You’ve found the hidden switches, evaded the secret traps, and now your expedition finally stands at the heart of the ancient temple
inside The Lost City. But as you study the inscriptions
in the near total darkness, two of the eight graduate students
accompanying you bump into the alter. Suddenly, two whisps of green smoke
burst forth and the walls begin to shake. Fleeing for your lives, you come to a room you passed before
with five hallways, including the one to the altar
and the one leading back outside. The giant sandglass in the center
is now flowing, with less than an hour before it empties, and the rumbling tells you that you don’t
want to be around when that happens.
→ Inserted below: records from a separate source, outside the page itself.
PR #54, opened 2024-03-28
Fix null `m_gr_amr_ptr` on restart (#52)

### LINKED ISSUE #52: `GRAMRLevel::m_gr_amr_ptr` is null on restart
This leads to segfaults when this pointer is dereferenced e.g. in `GRAMRLevel::post_restart`.

mirenradia:
This fixes #52 by adding a getter for the `GRAMR` pointer stored by each `GRAMRLevel` object which sets the value if it's null. The pointer has now been made `private` so that derived classes use the getter rather than using the pointer directly.

I have also added a step to the regression test GH action workflow to restart from the last checkpoint and evolve for a few more steps to prevent this issue (or a similar one) from appearing again.

### DIFF
--- a/.github/workflows/regression-tests.yml
+++ b/.github/workflows/regression-tests.yml
@@ -67,3 +67,9 @@ jobs:
         --rel_tol 1e-10 \
         ${GITHUB_WORKSPACE}/GRTeclyn/.github/workflows/data/plt00008_compare \
         ${BINARYBH_EXAMPLE_DIR}/plt00008
+
+    - name: Restart from last checkpoint and evolve for a few more steps
+      run: >
+        mpiexec -n 2 ./main3d.gnu.MPI.ex ./params_test.txt
+        amr.restart=chk00008 max_steps=12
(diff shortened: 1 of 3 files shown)


julianakwan:
Hi Miren - the changes made to initialize m_gramr_pt look good to me but the checkpoint restarts are failing the  regression test. Do you want to split the pull request into two separate ones so that the pointer part can be merged while you work on the checkpoint restarts?

mirenradia:
> Hi Miren - the changes made to initialize m_gramr_pt look good to me but the checkpoint restarts are failing the regression test. Do you want to split the pull request into two separate ones so that the pointer part can be merged while you work on the checkpoint restarts?

I think the regression tests passed on the last commit. The point in the first commit was to show that they would currently fail but then the change in the final 2 commits fixes it.

julianakwan:
Thanks - I thought there 3 independent commits and only the third one passed.

julianakwan (approved):

PR #57, opened 2024-04-18
CI: Fix lint action and fail if warnings are present.

### LINKED ISSUE #12: Consider setting up clang-tidy

### LINKED ISSUE #56: CI: Lint/clang-tidy action is failing due to unknown `latest` version
Presumably, [cpp-linter/cpp-linter-action](https://github.com/cpp-linter/cpp-linter-action) removed the `latest` tag from their repo. We should update the workflow to use a numbered version.

mirenradia:
This PR does the following:
* Fixes #56 by using `v2` of the cpp-linter-action.
* Updates the lint workflow to fail if there are warnings.
* Updates the lint workflow to run on the `pull_request` trigger.
* Removes the style workflow and uses the clang-format checking provided by cpp-linter-action in the lint workflow.
* Updates the lint workflow to post a comment on PRs with the warnings outputted by clang-tidy and the incorrectly formatted files as determined by clang-format (an example can probably be found below).
* Updates the LLVM version used (for clang-tidy and clang-format) to 17 (the pre-commit config has also been updated).
* Updates the lint workflow to use a compilation database created by [compiledb](https://github.com/nickdiego/compiledb) rather than parsing the output of e.g. `make print-CXXFLAGS` and adding these as extra flags. Note that this means that files which are not in the compilation database (i.e. are not currently in a test or example) will not have any flags associated with them and there will be warnings.

Note that our `.impl.hpp` template implementation files will always fail linting as they cannot be compiled on their own. I have chosen not to pass them to the `ignore` argument as we still want to see other other valid warnings from these files and we also want them to be checked for formatting.

This resolves #12.


mirenradia:
As described above, it is expected that the lint workflow will fail if `.impl.hpp` files are modified so it is fine to approve this with that check failing, @julianakwan.

julianakwan:
Hi Miren - I was looking through the files that had been changed and I noticed that lint changed some virtual void functions in GRAMR and GRAMRLevel to just void, e.g. post_restart(). Is this because there was nothing further down the inheritance chain that required them to be virtual? I supposed if there was a need for them to be virtual later on, we could change it by hand.

mirenradia:
> Hi Miren - I was looking through the files that had been changed and I noticed that lint changed some virtual void functions in GRAMR and GRAMRLevel to just void, e.g. post_restart(). Is this because there was nothing further down the inheritance chain that required them to be virtual? I supposed if there was a need for them to be virtual later on, we could change it by hand.

Actually, it's still possible to override the virtual function from the base classes (`Amr` and `AmrLevel` respectively) since we're using `override` rather than `final`. The C++ Core Guidelines recommends using one of `virtual`, `override` or `final` for virtual functions (see [here](https://isocpp.github.io/CppCoreGuidelines/CppCoreGuidelines#Rh-override)) hence why clang-tidy removed the redundant `virtual`.

julianakwan (approved):

Issue #40, opened 2024-01-08
Issue with fourth order cell-centered interpolation


mirenradia:
When this code was ported from Chombo to AMReX, Weiqun implemented the following interpolation methods in AMReX in order to improve the accuracy:
* Fourth order cell-*centred* interpolation from coarse to fine (AMReX-Codes/amrex#2960).
* Fourth order interpolation from fine to coarse (AMReX-Codes/amrex#2987).

We believe GRChombo uses the following instead:
* Fourth order cell-*average* interpolation from coarse to fine.
* Simple averaging from fine to coarse (should be second-order accurate).

Unfortunately, these seem to have caused a accuracy regression from GRChombo. The GIFs below show a visualization of the CCZ4 variable $\Theta$ (which is a proxy for the constraint violations in the data and should be damped by the constraint damping) on a slice through the equatorial plane of the first few timesteps of a BBH simulation ([params_grteclyn.txt](https://github.com/GRTLCollaboration/GRTeclyn/files/13862956/params_grteclyn.txt) for GRTeclyn and [params_grchombo.txt](https://github.com/GRTLCollaboration/GRTeclyn/files/13862993/params_grchombo.txt) for GRChombo). Note that the zoom nor the number of visualized timesteps is not consistent between the GIFs.
* GRTeclyn ([commit 1fd5701](https://github.com/GRTLCollaboration/GRTeclyn/tree/1fd5701ce43193f69573db2184b1a277821d22d8)):
  ![GRTeclyn-Theta](https://github.com/GRTLCollaboration/GRTeclyn/assets/32646026/75333e27-583f-454d-ac1e-0506d005418a)
* GRChombo ([commit 72a6d50](https://github.com/GRTLCollaboration/GRChombo/tree/72a6d50354e2c9eab8b6cc275b703874d2c0c877)):
  ![GRChombo-Theta](https://github.com/GRTLCollaboration/GRTeclyn/assets/32646026/41c2f024-d557-4290-bfc9-ea2c03e1040b)

Switching back to the methods analogous to the ones in GRChombo ([commit a8b0e11](https://github.com/GRTLCollaboration/GRTeclyn/commit/a8b0e11e28b19978bade800cc894526d2735f66d)) makes GRTeclyn give similar results to GRChombo:
* GRTeclyn ([commit a8b0e11](https://github.com/GRTLCollaboration/GRTeclyn/tree/a8b0e11e28b19978bade800cc894526d2735f66d)):
[...]

Issue #16, opened 2023-02-13
Port Surface Extraction capabilities


mirenradia:
This depends on #2.

mirenradia:
As I [commented](https://github.com/GRTLCollaboration/GRTeclyn/pull/141#issuecomment-3928928163) on #141, in the PR for this, let's remove the old `AMRInterpolator` folder and rename the following classes/files to remove the word "Particle" (only added to avoid conflicts with the names of things in `AMRInterpolator`:

* `InterpolationLayoutParticle`
* `InterpolationQueryParticle`
* `MPIContextParticle`
* `MPILayoutParticle`

PR #63, opened 2024-05-24
Refactor derived variables

### LINKED ISSUE #41: Refactor handling of derived variables
Currently, (e.g. [in `GRAMRLevel::variableSetUp()`](https://github.com/GRTLCollaboration/GRTeclyn/blob/8b5b6ba9e136b62d3d11ebe5cb72bccce607aee7/Source/GRTeclynCore/GRAMRLevel.cpp#L104-L148)), the derived variables are hardcoded to being the constraint ones (i.e. `Ham`, `Mom1`, `Mom2` and `Mom3`).

Since we don't want to specialise to GR/CCZ4 examples at the level of `GRAMRLevel`, we should move this code to the relevant examples and also add an interface so that it is simple for developers of new examples to add their own derived variables.

We should also remove any references to the GRChombo concept of "diagnostic variables" and replace them with derived variables.

Resolving this issue is a dependency of #2.

mirenradia:
This PR resolves #41 by moving the variable setup and `derive()` function into the specific level class (well just `BinaryBHLevel` for now) rather than `GRAMRLevel`.

It also does the following
* Adds `GRAMRLevel::stateVariableSetUp()`. This needs to be called by `PhysicsLevel::variableSetUp()`. We could instead not require this and call `stateVariableSetUp()` directly in `DefaultLevelFactory::variableSetUp()`?
* Adds Weyl4
  * Adds a test which computes this on the random test initial data, outputs to a HDF5 file and then compares it with an HDF5 file produced by the analagous test from GRChombo. The test is skipped when not built with HDF5. I have added HDF5 to the unit tests GH action workflow
* Removes some old unused code paths guarded by `AMREX_USE_HDF5` since we now use HDF5.
* Adds the ability for `derive()` to calculate derived quantites on multifabs with ghost cells (which we will need for #2). Previously, for GRChombo we used to fill these ghost cells (using BCs as appropriate) but this would have been very complicated so now we just fill a source multifab with extra ghost cells.
* Switches to using hardcoded parities rather than letting them be parameters and removes the `vars_parity` and `vars_parity_diagnostic` parameters.
* Renames the variable types as follows for consistency with AMReX:
  * evolution -> state
  * diagnostic -> derived
* Removes the notion of fixed diagnostic variables since derived variables are instead defined in the examples `PhysicsLevel::variableSetUp()` function. MultiFabs are instantiated as
required to store them and the component numbers are not fixed.
* Renames `UserVariables` to `StateVariables` again for consistency with AMReX.
* Adds a test for the Constraints similar to the Weyl4 one.
* Removes the old `Constraints.[impl.].hpp` and renames `NewConstraints.hpp` to `Constraints.hpp`. The former was only kept in GRChombo for backwards compatibility reasons.

I still need to make some changes to resolve some of the clang-tidy warnings but, given the size of this PR, I thought I would create it now so that you can start reviewing next week, @julianakwan.


Examples/BinaryBH/BinaryBHLevel.cpp
julianakwan, line 1: The derived variables are cell_quartic but the state variables are quartic?

Examples/KerrBH/KerrBHLevel.hpp
julianakwan, line 1: I think it's meant to be initData() in AMReX?

julianakwan: Probably just needs to be AMReX-ified.

Source/utils/WeylExtraction.hpp
julianakwan, line 1: Is this removed because WeylExtraction hasn't been ported?

Examples/BinaryBH/BinaryBHLevel.cpp
mirenradia: Perhaps I should move the change of the state variables to `quartic` to a separate PR so that we can explicitly link it to #40. I guess we can leave the derived variables as `cell_quartic` since they don't affect the evolution but maybe we should be consistent.

Examples/KerrBH/KerrBHLevel.hpp
mirenradia: Yeah, this example hasn't been ported but it made sense to remove all codepaths guarded by `AMREX_USE_HDF5` in 89913aa4f936926720403b9b7ade2480d22f42c8.

Source/utils/WeylExtraction.hpp
mirenradia: Yes, this was just to make it compile. This will be fixed when #16 is done.

julianakwan (changes requested):
Nice - the proposed changes work well! I agree that the stateVariableSetUp should be a part of GRAMRLevel that each PhysicsLevel::variableSetUp can call, since not all applications need the extra CCZ4/BSSN variables. 
I tested this pull request by merging this branch with the scalar field example that I'm working on. I found a few minor quibbles (so I'll mark it as 'request changes'. Note that I would be happy to leave these as future work on a separate pull request if you would like to merge this branch into develop immediately.)

-  It's a bit cumbersome to have to set the parity for all variables even though reflective boundary conditions are not used. It would be nice if there was a separate option that checked for the type of BCs and then if some of them are reflective, look for the parities. 
- Consider changing the definition of variables as enums to be a vector of strings like what AMReX requires when interfacing with plotMultiFab, derive.lst etc. I find myself making a separate vector of strings that just goes over the enums so I can pass variable names to AMReX functions. 
- I think some of the code in PhysicsLevel::derive() can be placed in GRAMRLevel and then called by PhysicsLevel like stateVariableSetUp. For example the Hamiltonian and momentum calculations would be common to any GR application and so will be copied in each GR physics example and this is probably a point of failure (if we update the calculations later on).

mirenradia:
> Nice - the proposed changes work well! I agree that the stateVariableSetUp should be a part of GRAMRLevel that each PhysicsLevel::variableSetUp can call, since not all applications need the extra CCZ4/BSSN variables. 

I guess my question was whether we wanted to make `DefaultLevelFactory::variableSetUp()` call this so there would be no need to define a `PhysicsLevel::variableSetUp()` if no non-state variables were required?

> * It's a bit cumbersome to have to set the parity for all variables even though reflective boundary conditions are not used. It would be nice if there was a separate option that checked for the type of BCs and then if some of them are reflective, look for the parities.

This is a good idea. Let me look at setting some kind of default so that the user doesn't need to set this if they never intend to use reflective BCs.

> * Consider changing the definition of variables as enums to be a vector of strings like what AMReX requires when interfacing with plotMultiFab, derive.lst etc. I find myself making a separate vector of strings that just goes over the enums so I can pass variable names to AMReX functions.

I presume you mean `StateVariables::names` which is currently of type `std::array<std::string, NUM_VARS>`? We went for `std::array` at the time for GRChombo as the size is known at compile time but since this isn't really performance critical, I guess there isn't much of a downside to switching to `amrex::Vector<std::string>`.

> * I think some of the code in PhysicsLevel::derive() can be placed in GRAMRLevel and then called by PhysicsLevel like stateVariableSetUp. For example the Hamiltonian and momentum calculations would be common to any GR application and so will be copied in each GR physics example and this is probably a point of failure (if we update the calculations later on).

We don't want to include the constraint code in `GRAMRLevel` since it's GR specific and `GRAMRLevel` should be used for non-GR examples too. However, I guess some of the setup code that generates the source multifab can be moved into a `GRAMRLevel` function.

julianakwan:
I also forgot to mention: some of the 'old' files in the test directory e.g. `Tests/CCZ4RHSTest/ADMConformalVars-fdf5a7a.hpp` have been modified but are tagged with a SHA from before the refactoring of the derived variables. Just commenting here so that we remember to update these with the new SHA once this pull request has been merged into the `devel' branch.

mirenradia:
> I also forgot to mention: some of the 'old' files in the test directory e.g. `Tests/CCZ4RHSTest/ADMConformalVars-fdf5a7a.hpp` have been modified but are tagged with a SHA from before the refactoring of the derived variables. Just commenting here so that we remember to update these with the new SHA once this pull request has been merged into the `devel' branch.

I just had a look at the changes in these files and it's just coming from the renaming `UserVariables` -> `StateVariables`. I don't think we should rename them and even if we were, I have no idea what we would rename them to.

Examples/BinaryBH/BinaryBHLevel.cpp
mirenradia: This is resolved now that #69 is merged and I have rebased this branch. All variables use `cell_quartic` interpolation.

mirenradia:
Following 8bd6e68334866db4c3bcdd0048643267f2658136, this PR now depends on #70 so that should be merged first. This branch is based off the branch in that PR.

mirenradia:
I should add that 8bd6e68334866db4c3bcdd0048643267f2658136 means that we now use `AmrLevel::derive()` rather than using our own override. This is possible because AMReX-Codes/amrex#3990 means that we can use the new MultiFab version of `DeriveFunc` which allows us to use the new, more efficient MultiFab ParallelFor.

julianakwan (changes requested):
Thanks so much for changing the variable names to be vectors - I think that was a really handy addition. Also the new `set_up` and `compute_mf` functions are nice. 

I ran into a few issues running the BinaryBH example though: 
1. I can't seem to get the derived variables to print out in the plot files. I'm using `inputs.test` as the parameter file which contains the lines:
```
amr.plot_vars = chi # The default is to plot all state variables
amr.derive_plot_vars = Ham Mom # The default is none for derived variables.`
```
I also added `calculate_constraint_norms = true` 

I think it would be nice if `inputs.test` (or some other input file) could be modified to contained a working example with the derived variables outputted.  

2. A separate issue is if I do `amr.derive_plot_vars = ALL` then the code exits with a segmentation fault when writing the plot files. It happens in the Weyl4 calculation (I've saved the Backtrace.* files if you want to see?) I think it is because the default value for `calculate_constraint_norms` is false but `ALL` makes it calculate everything anyway and there are now too many components in `deriv_lst` - if I set `calculate_constraint_norms = true` and `amr.derive_plot_vars = ALL` then I get every derived variable except `Mom`. 

I think this could be fixed by adding an `if` statement to `SimulationParameters.hpp` to check if `ALL` is set then automatically set `calculate_constraint_norms = true` as well. I'm not sure about the missing `Mom` though...

mirenradia:
> I ran into a few issues running the BinaryBH example though:
> 
>     1. I can't seem to get the derived variables to print out in the plot files. I'm using `inputs.test` as the parameter file which contains the lines:
> 
> 
> ```
> amr.plot_vars = chi # The default is to plot all state variables
> amr.derive_plot_vars = Ham Mom # The default is none for derived variables.`
> ```

For this parameter, you need to use the `name` passed to the derive list. In this case, the name is `constraints` which contains 4 components. I agree this is a bit confusing. We should document it somewhere.

> I also added `calculate_constraint_norms = true`

This parameter currently doesn't do anything. Previously, in GRChombo it would calculate the L2 norm of the constraint variables and write them to a file (see [here](https://github.com/GRTLCollaboration/GRChombo/blob/main/Examples/BinaryBH/BinaryBHLevel.cpp#L173-L193)). We can now re-implement this but given how long it has taken to merge this PR, I suggest creating an issue (about AMR reductions) and deferring it to a later PR.

I presume you thought this would change what is passed to the `a_calc_mom_norm` argument in `Constraints::set_up()`? In GRChombo, it was impossible to change it at runtime as the number of diagnostic variables was hardcoded so it was intended to be hardcoded at the example level. We could make it a parameter but I don't think it's worth it.

>
> I think it would be nice if `inputs.test` (or some other input file) could be modified to contained a working example with the derived variables outputted.
>

I already added `amr.derive_plot_vars = ALL` to `params_test.txt` but perhaps it would be worth removing these lines from `inputs.test` to avoid confusion.

> 2. A separate issue is if I do `amr.derive_plot_vars = ALL` then the code exits with a segmentation fault when writing the plot files. It happens in the Weyl4 calculation (I've saved the Backtrace.* files if you want to see?) I think it is because the default value for `calculate_constraint_norms` is false but `ALL` makes it calculate everything anyway and there are now too many components in `deriv_lst` - if I set `calculate_constraint_norms = true` and `amr.derive_plot_vars = ALL` then I get every derived variable except `Mom`.
> 
> 
> I think this could be fixed by adding an `if` statement to `SimulationParameters.hpp` to check if `ALL` is set then automatically set `calculate_constraint_norms = true` as well. I'm not sure about the missing `Mom` though...

I was able to reproduce this. I think the problem comes from saying that `Weyl4` only depends on all state variables up to and excluding `c_B1` [here](https://github.com/GRTLCollaboration/GRTeclyn/blob/ca79b14a9660bc6fba6c42a17f26a5800bea73b7/Source/CCZ4/Weyl4.impl.hpp#L342) but then tries to load all of the CCZ4 variables [later](https://github.com/GRTLCollaboration/GRTeclyn/blob/ca79b14a9660bc6fba6c42a17f26a5800bea73b7/Source/CCZ4/Weyl4.impl.hpp#L20). Weird that the regression test didn't pick this up. Maybe we should modify it to build with `DEBUG = TRUE` (or create a matrix like for the unit tests).

julianakwan (approved):
Thanks! I did a fresh pull from the repo and confirmed that my problems had been fixed. 

> I presume you thought this would change what is passed to the a_calc_mom_norm argument in Constraints::set_up()? 

Yeah, this is exactly what I thought was going on! I agree implementing `calculate_constraint_norms` should be a separate issue. 

Thanks for updating `inputs.test` also - I think some other parameter files might also have the "old" style of specifying constraint parameters but this should be a separate issue also.

PR #71, opened 2024-07-19
Build: Refactor makefiles

### LINKED ISSUE #68: Potential race condition in base GNUmakefile examples target
@WeiqunZhang pointed out that the `examples` target in the base `GNUmakefile` has a potential race condition since all of the individual examples targets will try to build AMReX source files together at the same time if built with parallel jobs.

This is why your CI keeps failing for the ScalarField, @julianakwan!

mirenradia:
This adds a base Makefile that should be common to GRTeclyn examples (once there is more than one) and eventually the tests too.

There is also a new `amrex-objects` target in the root makefile which should fix #68 as it is a dependency of the examples targets although this does rely on the examples keeping the same default configuration (i.e. `USE_MPI = TRUE`, `COMP = gnu`).

I have added a base name to the BinaryBH example.

### DIFF
--- a/.github/workflows/regression-tests.yml
+++ b/.github/workflows/regression-tests.yml
@@ -14,6 +14,9 @@ jobs:
       AMREX_HOME: ${{ github.workspace }}/amrex
       BINARYBH_EXAMPLE_DIR: ${{ github.workspace }}/GRTeclyn/Examples/BinaryBH
       GCC_VERSION: 14
+      TMP_BUILD_DIR: ${{ github.workspace }}/GRTeclyn/tmp_build_dir
+      EXECUTABLE: BinaryBH3d.gnu.MPI.ex
+      PARAMS: params_test.txt
 
     steps:
     - name: Checkout AMReX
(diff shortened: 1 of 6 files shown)


mirenradia:
@julianakwan, would you be able to check this resolves the CI issues you were finding on your matter/scalar field branches?

julianakwan:
> @julianakwan, would you be able to check this resolves the CI issues you were finding on your matter/scalar field branches?

Yeah, I'll test it out as a part of my usual suite of checks for PRs :)

julianakwan:
I merged the `bugfix/68` branch into the `enhancement/scalar_fields` branch to test if the new Makefile would fix the race condition in the Example builds but unfortunately it did not - [see failed GPU workflow here](https://github.com/GRTLCollaboration/GRTeclyn/actions/runs/10010928964/job/27673240152#step:8:12062). 
@mirenradia suggested separating out each example in the `Examples` directory and building them individually as a possible workaround.

mirenradia:
This PR is incompatible with #82 so I'm going to close it in favour of that.

PR #74, opened 2024-09-26
CI: Fix ROCm and oneAPI versions

julianakwan:
The HIP build of the Binary BH example was failing the GPU build workflow because of some missing ROCm dependencies so I changed the location of repo it would install from. However, this does fix the version of ROCm to 6.2.1

### DIFF
--- a/.github/workflows/gpu-build.yml
+++ b/.github/workflows/gpu-build.yml
@@ -30,9 +30,9 @@ jobs:
       BUILD_ARGS: USE_${{ matrix.gpu-backend }}=TRUE DEBUG=${{ matrix.debug }} USE_MPI=TRUE
       CUDA_MAJOR_VERSION: 12
       CUDA_MINOR_VERSION: 0
-      ROCM_VERSION: 6.2.1
+      ROCM_VERSION: 6.2.2
       ONEAPI_COMP_VERSION: 2024.2
-      ONEAPI_MPI_VERSION: 2021.9.0
+      ONEAPI_MPI_VERSION: 2021.13
 
     steps:
     - name: Checkout AMReX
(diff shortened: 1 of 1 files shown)


mirenradia:
I re-ran the workflow on the tip of the `develop` branch (089ad0e926de1be713dbeec8aa6b5d3bc6cd44c8) and this doesn't seem to be a problem any more so I would be happy to close this PR without merging.

If we want to fix the version of ROCm, I would be OK with that but, for consistency with what we do for CUDA, maybe move the version to a workflow environment variable e.g. `ROCM_VERSION` (I don't think there's a need to separate by major, minor and patch versions like for CUDA) which is evaluated where needed.

julianakwan:
After some discussion in the GRTeclyn telecon, I fixed the version of ROCm to 6.2.1, the DPC++ compiler to 2024.2 and the oneAPI MPI library to 2021.9.0 which are the latest versions (I guess they don't release Intel MPI very often?)

.github/workflows/gpu-build.yml
```diff
@@ -30,6 +30,9 @@ jobs:
       BUILD_ARGS: USE_${{ matrix.gpu-backend }}=TRUE DEBUG=${{ matrix.debug }} USE_MPI=TRUE
       CUDA_MAJOR_VERSION: 12
       CUDA_MINOR_VERSION: 0
+      ROCM_VERSION: 6.2.1
+      ONEAPI_COMP_VERSION: 2024.2
+      ONEAPI_MPI_VERSION: 2021.9.0
```
mirenradia: I think the latest currently available versions are as below. Looking at the APT package names, I think the patch level is omitted for the Intel oneAPI packages (the latest MPI version is 2021.13.1).
```suggestion
      ROCM_VERSION: 6.2.2
      ONEAPI_COMP_VERSION: 2024.2
      ONEAPI_MPI_VERSION: 2021.13
```

mirenradia (changes requested):
Thanks for the PR. Just the 1 small change below.

mirenradia (approved):

PR #82, opened 2024-12-20
Build: Remove default `TMP_BUILD_DIR`

mirenradia:
I think this will help with #68. The disadvantage (and the reason I bothered to set this default in the first place) is that consecutive builds of different AMReX executables (e.g. two different examples) will be slower. To mitigate this, users should use Ccache which I have added to the README. I will make a separate PR to add Ccache to the CI workflows.

### DIFF
--- a/Tools/GNUMake/Make.defaults
+++ b/Tools/GNUMake/Make.defaults
@@ -24,8 +24,3 @@ BL_NO_FORT = TRUE
 AMREX_NO_PROBINIT = TRUE
 
 CXXSTD = c++17
-
-GRTECLYN_HOME ?= $(realpath ../..)
-
-# Use a common temporary build directory for all GRTeclyn applications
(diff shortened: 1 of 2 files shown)


Tools/GNUMake/Make.defaults
julianakwan, line 1: Why has the definition of GRTECLYN_HOME been removed? I think people should be defining it when they set up their environment in their .bashrc etc. but I thought it was nice catch in case they forgot...?

mirenradia: In this case, the variable was only being used by 1 line in this file which was removed.

There shouldn't be any need for users to define this themselves as it's only used internally.

julianakwan (approved):
Thanks for making these changes. I've checked that this resolves the race condition when there is more than one example being built in the `Examples` directory

PR #84, opened 2025-01-09
AMRInterpolator: Use the correct name (m_dx) for the member variable dx

julianakwan:
This is a quick bug fix - Intel oneAPI 2025.0.4 compilers will complain about a misnamed member variable in `Lagrange.impl.hpp` I'm not sure why it wasn't picked up before!


mirenradia (approved):
I'm also not sure why this problem only appeared just now and older compilers missed it. Looks like it's Clang/LLVM 19 which first picked it up. I think the 2025.0 version of the oneAPI DPC++ compiler is based on this.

From what you recall of your way here, it would take about 20 minutes to reach
the exit at a fast pace. You know this is the last junction
before the exit, but your trail markings have been erased, and no one remembers the way. If nine of you split up, there should be just enough time for each group to explore one of the four
halls ahead and report back to this room, with everyone then making
a run down the correct path. There’s just one problem; the inscriptions told
of the altar’s curse: the spirits of the city’s King and Queen
possessing intruders and leading them to their doom
through deception. Remembering the green smoke, you realize two of the students
have been cursed. At any time,
one or both of them might lie, though they also might tell the truth. You know for sure that the curse
didn’t get you, but you don’t know which students
can’t be trusted, and because the possessed students
may lie only occasionally, there is no guaranteed way to test
them to determine which are cursed. Can you figure out a way to ensure
that you all escape? Don’t worry about the possessed
students attacking or otherwise harming the others. This curse only affects
their communication. Pause the video now if you
want to figure it out by yourself! Answer in: 3 Answer in: 2 Answer in: 1 The first thing to realize is that since
you know you aren’t possessed, you can explore one of the halls alone. This leaves eight students
for the remaining three paths. Sending groups of four down just two
of the paths won’t work because if one group came back split
two versus two, you’d have to guess who to trust. But splitting them into one pair
and two trios would work every time, and here’s why. The possessed students might lie,
or they might not, but you know there are only two of them, while the other six will
always tell the truth. When each group returns to the hall, all of its members will either give
the same report or argue about
whether they found the exit. If a trio returns in total agreement, then you know none of them are lying. With the pair,
you can’t be sure either way, but all you need is reliable evidence
about three of the four paths. The fourth you can figure out
using the process of elimination. Of course, none of this matters if you’re
lucky enough to find the exit yourself, but otherwise, putting everything together
leaves you with three possibilities. If each group gives a consistent answer, either everyone is telling the truth, or the two possessed students
are paired together. In either case, ignore the duo. If there’s only one group arguing,
both others must be telling the truth, and if there are two conflicts, then the possessed students
are in separate groups and you can safely trust the majority
in both trios since at least two people in each
will be truthful. The temple collapses behind you as greenish vapors
escape from two of the students. You’re all safe and free from the curse. After that ordeal, you tell your group
they all deserve a vacation, and you just happen to have
another expedition coming up.

100 thoughts on “Can you solve the temple riddle? – Dennis E. Shasha

  1. i did it differently, so there’s 4 options to go through (cause the 5th is the altar). so you send groups of 3 down 3 of the 4 options and if all of the groups either all say no or don’t agree on yes, then by process of elimination you go through the 4th option. this solution would work better as if 2 of the people were possessed, someone else maybe would not believe you either

  2. That's simple use the torch to figure out which tunnel has the draft of air coming from it. Have a three person buddy system each alternating responsibilities the students will reveal themselves with a 2 against one testimony to the one cursed. Make your way down the wind drafted tunnel. Once the cursed students are identified place them in the middle of the group so they are monitored on both sides and get the f*** out of there

  3. Alternate solution. Go back to the alter chambers figure out which ones are cursed and sacrifice them by cutting out their hearts and eating them to attain they're power and appease the God king and queen

  4. I might be wrong, let me know if you think so. The solution says to IGNORE THE DUO IN EVERY SITUATION. But if everyone tells the truth including the liers, then you would be left with a 50% chance of the duo saying YES or NO. If the duo says NO, then you will live by going in the path left, but if they say YES, you will die by ignoring it.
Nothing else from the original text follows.